KREAMER — Hundreds of former Wood-Mode workers are facing the first week with mounting uncertainty following the sudden closure of the manufacturing plant last week.
“I’m feeling like there are less answers,” said Melinda Stuck, a Beavertown mother of two college-aged children who was laid off last week from the job she’d held for 25 years.
To help ease some of the financial burden, agencies ranging from Geisinger to local food pantries are offering assistance to the 938 laid-off workers, many of whom were employed for decades at the 77-year-old plant.
Tammy Heeter, a 59-year-old Beavertown woman who worked there 20 years, is visiting many of those agencies for advice and aid.
“I don’t even have a resume,” she said.
Even before Wood-Mode informed the displaced workers in an automated text Friday evening that all health and welfare insurance would cease by midnight that day Geisinger and Family Practice Center representatives were reaching out with offers of help.

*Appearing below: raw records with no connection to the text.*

PR #8636, opened 2025-06-04
feat(other): group create feature

Mogge:
## 🍰 Pullrequest
Simple feature to test that the group creation is working.

### Issues

- None

### Todo

- [X] None


mahula (approved):
Good catch

PR #8655, opened 2025-06-09
feat(backend): logger

Mogge:
## 🍰 Pullrequest
Provides a logger object in the context, which can be addressed by `logger.error(...)` or `logger.debug(...)` same as console.

Logs all apollo requests and responses.

### Issues

- None

### Todo

- [ ] Log file rotations on servers

### DIFF
--- a/webapp/components/Chat/Chat.vue
+++ b/webapp/components/Chat/Chat.vue
@@ -69,6 +69,14 @@
           </div>
         </div>
 
+        <div
+          v-for="message in messages.filter((m) => m.isUploading)"
+          :slot="'message_' + message._id"
+          v-bind:key="message._id"
+        >
+          {{ $t('chat.transmitting') }}
+        </div>
+
         <div v-for="room in rooms" :slot="'room-list-avatar_' + room.id" :key="room.id">
           <div
             v-if="room.avatar"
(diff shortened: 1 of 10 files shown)


Bettelstab (approved):

backend/src/server.ts
```diff
@@ -63,6 +78,37 @@ export const context = async (options) => {
...
+export const loggerPlugin = {
+  requestDidStart(requestContext) {
+    const isIntrospectionQuery = requestContext.request.operationName === 'IntrospectionQuery'
+    const qID = randomBytes(4).toString('hex')
+    if (!isIntrospectionQuery) {
+      const logRequest = ['Apollo Request', qID, requestContext.request.operationName]
+      logRequest.push(JSON.stringify(requestContext.request.query))
+      if (requestContext.request.variables) {
+        const variables = cloneDeep(requestContext.request.variables)
+        if (variables.password) variables.password = '***'
```
roschaefer: I would like to see this software-tested before we merge. You can expect `context.logger` to be called with an obfuscated password on mutation `login`.

backend/src/server.ts
```diff
@@ -63,6 +78,37 @@ export const context = async (options) => {
   }
 }
 
+export const loggerPlugin = {
```
roschaefer: Maybe put this into its own file so we can test just the logger plugin with a test server?

roschaefer (changes requested):
familiar

I think I build the very same PR for a different project recently. Was it dreammall?

There is little I have to request changes for but I would like to see a test case for this. Besides this, the PR is pretty much textbook. :+1:

Mogge:
You are right. This is mainly a copy and paste from dreammall

Bettelstab (approved):

PR #8656, opened 2025-06-10
fix(webapp): fix group performance

ulfgebhardt:
## 🍰 Pullrequest

Fix group performance

This fixes the immidiate problem with group performance making the browser crash, by introducing a limit to group members requested. Furthermore the client uses a new component to prevent rerendering of the long scroll list (Thanks @sebastian2357 )

As the search is client side, the search option is now displayed when all members are loaded only.

Hide Serach till all members are loaded
image
image

For testing the seed was extended to seed 3000 users as group members of the yoga group
image

Seed ensures the user slug is available. This results in longer seed time.

The admin list still takes about 15 secs to render
image

### Issues

- None

### Todo

- [X] None


sebastian2357:
I have increased the profileListVisibleCount to 6 in order to fill the free box space 

grafik

sebastian2357 (approved):

PR #8658, opened 2025-06-10
fix(webapp): added timer

sebastian2357:
### Issues

- None

### Todo

- [X] added timer

### DIFF
--- a/backend/src/graphql/resolvers/attachments/attachments.ts
+++ b/backend/src/graphql/resolvers/attachments/attachments.ts
@@ -129,17 +129,22 @@ export const attachments = (config: S3Configured) => {
     }
     const command = new Upload({ client: s3, params })
     const data = await command.done()
-    const { Location } = data
-    if (!Location) {
+    let { Location: location } = data
+    if (!location) {
       throw new Error('File upload did not return `Location`')
+    }
+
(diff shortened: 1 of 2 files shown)


ulfgebhardt (dismissed):

sebastian2357:
> Snapshot testing is broken. 
What exactly was broken? For me the snapshots worked, but I added tests for the delay functionality.

Also, I think the same functionality is already implemented and available as parameter for `openMenu()`. See `Dropdown.vue`.
Yes, the point is just that the implementation there is specially implemented around the popover behind. I prefer the new implementation, because it is simpler and cleaner.

Bettelstab (approved):

Bettelstab:
> > Snapshot testing is broken.
> 
> What exactly was broken? For me the snapshots worked, but I added tests for the delay functionality.
> 
There was a change in the snapshot before which was not supposed to be there - the popup was not in anymore after a hover, because you hadn't wait for it. Now you do and the change is gone, perfect.
(Although possibly it would have been easier with react-testing-library's `waitFor`, but hey.)

> > Also, I think the same functionality is already implemented and available as parameter for `openMenu()`. See `Dropdown.vue`.
> 
> Yes, the point is just that the implementation there is specially implemented around the popover behind. I prefer the new implementation, because it is simpler and cleaner.
Alright.

PR #8688, opened 2025-06-18
refactor(backend): put fetch into context

roschaefer:
It's a best practice to add HTTP API clients to the `context`. Standard Apollo GraphQL tutorial has an example: https://www.apollographql.com/docs/apollo-server/data/context#resolvers

Also database drivers, loggers, message queues or process environment defined configuration should go into the `context`, just like HTTP-clients.

### Issues

- None

### Todo

- [X] None


Mogge (changes requested):
Please see this PR: https://github.com/Ocelot-Social-Community/Ocelot-Social/pull/8640

The request library is removed as it is totally deprecated:
image

Please use the node native fetch instead. Therefore we do not need it in the context

ulfgebhardt (changes requested):
I am still against this change as fetch does not have a state.

Only things with a state should be part of the context.
- The database connection is a state ensuring we do connect only once or with a defined pool
- The config is a global state, not to be modified, but still a state
- Pubsub is debatable but behaves similar as the database and requires a `new` - hence a state

While I find examples where specific APIs are created at application start with `new UserAPI()` [here](https://stackoverflow.com/a/58091977) where the `new` implies a state of this API, I have trouble finding an example with fetch in the context.

Rule of thumb should be: only things that need a state/need to be initialized should be in the context.

A good example would be an API which requires authentication - hence needs to maintain an authenticated state or restore it if authentication ended.

Also the link you [provided](https://www.apollographql.com/docs/apollo-server/data/context#resolvers) has an example where an API is passed to the context. And this makes sense since it has a state (`new` keyword).
Nowhere is stated that this is best practice to pass all APIs to the context.

Especially in the case of stateless/static APIs, I believe it actually ways down the application as
- the context is polluted with stuff not required and passed on with every request
- adds complexity to the application as you require knowledge not only of the API, but where to find it (context)

If you disagree I would love to see some more examples defining this a s best practice or have signification upsides.

PR #8690, opened 2025-06-18
fix(webapp): show hint that message is being saved

Bettelstab:
## 🍰 Pullrequest
So far, there is no indication whatsoever while a chat message is sent to the server. With possible files being uploaded, that can take a while.

I wanted to instantly add the message, but without the checkmark. The last part turned out to be complicated. I guess I could make it disappear with the checkmark slot.

But, to indicate on the image that it is uplpading, there is not so much you can do. I explored possibilities like this
Screenshot 2025-06-18 at 21 25 48
But I don't like it, because the 50% is a fixed value I set and I can only guess the real progress.

My suggestion for now is something like:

Customer care specialists will be available at the Susquehanna Valley Mall at a temporary, walk-in clinic Geisinger has set up for GHP members beginning today through June 1 from 8:30 a.m. to 5 p.m. Monday through Friday and 10 a.m. to 4 p.m. Saturday. They will also be available on Memorial Day — Monday, May 27 - from 10:30 a.m. to 4 p.m.
The health system will also offer career guidance to all displaced Wood-Mode employees at events throughout the Valley.

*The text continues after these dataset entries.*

PR #8714, opened 2025-06-25
fix(backend): refactor S3 usage and always apply protocol fix

Bettelstab:
## 🍰 Pullrequest
Cleanup s3 code, so we use the same code for uploading files in chat and images in posts.

### DIFF
--- a/backend/src/graphql/resolvers/attachments/attachments.ts
+++ b/backend/src/graphql/resolvers/attachments/attachments.ts
@@ -1,13 +1,12 @@
 import path from 'node:path'
 
-import { DeleteObjectCommand, ObjectCannedACL, S3Client } from '@aws-sdk/client-s3'
-import { Upload } from '@aws-sdk/lib-storage'
 import { UserInputError } from 'apollo-server-express'
 import slug from 'slug'
 import { v4 as uuid } from 'uuid'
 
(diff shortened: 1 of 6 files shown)


backend/src/graphql/resolvers/images/imagesS3.spec.ts
```diff
@@ -210,7 +210,8 @@ describe('mergeImage', () => {
           S3_PUBLIC_GATEWAY: 'http://s3-public-gateway.com',
         })
 
-        it('changes the domain of the URL to a server that could e.g. apply image transformations', async () => {
+        // eslint-disable-next-line jest/no-disabled-tests
+        it.skip('changes the domain of the URL to a server that could e.g. apply image transformations', async () => {
```
roschaefer, line 214: That's the only thing which I don't understand, why is it skipped?

roschaefer (changes requested):
great stuff

This is great stuff! I like it a lot.

I'm currently looking into the test implementation. It is very convoluted and obviously needs refactoring. At the time, I tried not to touch the interface of `imageS3.ts` but I think it's necessary now.

roschaefer (approved):
@Bettelstab feel free to merge after merging #8716

PR #8752, opened 2025-07-08
refactor(backend): remove obsolete code

roschaefer:
We kept this code for backwards compatibility but since we already deployed S3 to our kubernetes cluster and we're using it locally, let's remove this code. It will also make it easier to implement the image resize service as it reduces the total amount of code to maintain.


backend/src/graphql/resolvers/messages.ts
```diff
@@ -125,19 +125,17 @@ export default {
 
           const atns: File[] = []
 
-          if (isS3configured(CONFIG)) {
```
roschaefer, line 128: This type-guard was here only to make typescript happy, right @ulfgebhardt?

ulfgebhardt: yes, an assert would be better I guess. There is no option to upload the attachments somewhere else then to s3.

backend/src/config/index.ts
```diff
@@ -169,12 +150,23 @@ const CONFIG = {
   ...neo4j,
   ...sentry,
   ...redis,
-  ...s3,
   ...options,
   ...language,
+  IMAGOR_SECRET,
```
ulfgebhardt: this is dependend on imagor?

ulfgebhardt (commented):
There is portions of imagor in here, will review after merge of that.

backend/src/config/index.ts
roschaefer: Good catch, no it's not of course.

backend/src/graphql/resolvers/messages.ts
roschaefer:
```
  | 'AWS_ACCESS_KEY_ID'
  | 'AWS_SECRET_ACCESS_KEY'
  | 'AWS_ENDPOINT'
  | 'AWS_REGION'
  | 'AWS_BUCKET'
```
are now required in `src/config/index.ts`

ulfgebhardt (approved):
Looks good - think its wise to get rid of the old image mechanism.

Family Practice Center put out a notice on its Facebook page last week that it would also be offering assistance to anyone whose insurance has been terminated.

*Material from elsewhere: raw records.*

PR #8846, opened 2025-08-23
feat(webapp): add location distance in group profile

Tirokk:
## 🍰 Pullrequest

Add location distance in group profile if defined

#### Before

Bildschirmfoto 2025-08-23 um 11 44 55

#### After

Bildschirmfoto 2025-08-23 um 11 46 10

### Issues

- None

### Todo

- [X] None

### DIFF
--- a/webapp/components/LocationInfo/LocationInfo.spec.js
+++ b/webapp/components/LocationInfo/LocationInfo.spec.js
@@ -19,13 +19,27 @@ describe('LocationInfo', () => {
     })
   }
 
-  it('renders with distance', () => {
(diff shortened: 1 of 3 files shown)


webapp/graphql/groups.js
Tirokk, line 1: As @Mogge already tried at the moment we didn't solved the problem that we can't use the `locationFragment`.

ulfgebhardt: fixed

Tirokk: Danke, das habe ich übersehen.

PS: Schau mal @Mogge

“We know healthcare and insurance can be confusing especially when you are faced with changes you have never had to worry about before like losing your health insurance. Please know that we are here for you,” the online statement said.
Area certified financial planners like Joshua Knauss, CEO of Omniwealth Group and John M. Machak, an investment advisor from The Wealth Factory, both of Lewisburg, are offering free financial counseling to former Wood-Mode employees and at least three firms have filed federal class-action lawsuits against the company for possible violation of the WARN Act that requires businesses give employees at least 60-day notice of a shutdown in most cases.
Stuck said she’s already started poring over her household budget looking for areas to cut.
On Sunday, she visited St. Peter’s Lutheran Church in Kreamer where Geisinger human services representatives were available to help employees write a new resume.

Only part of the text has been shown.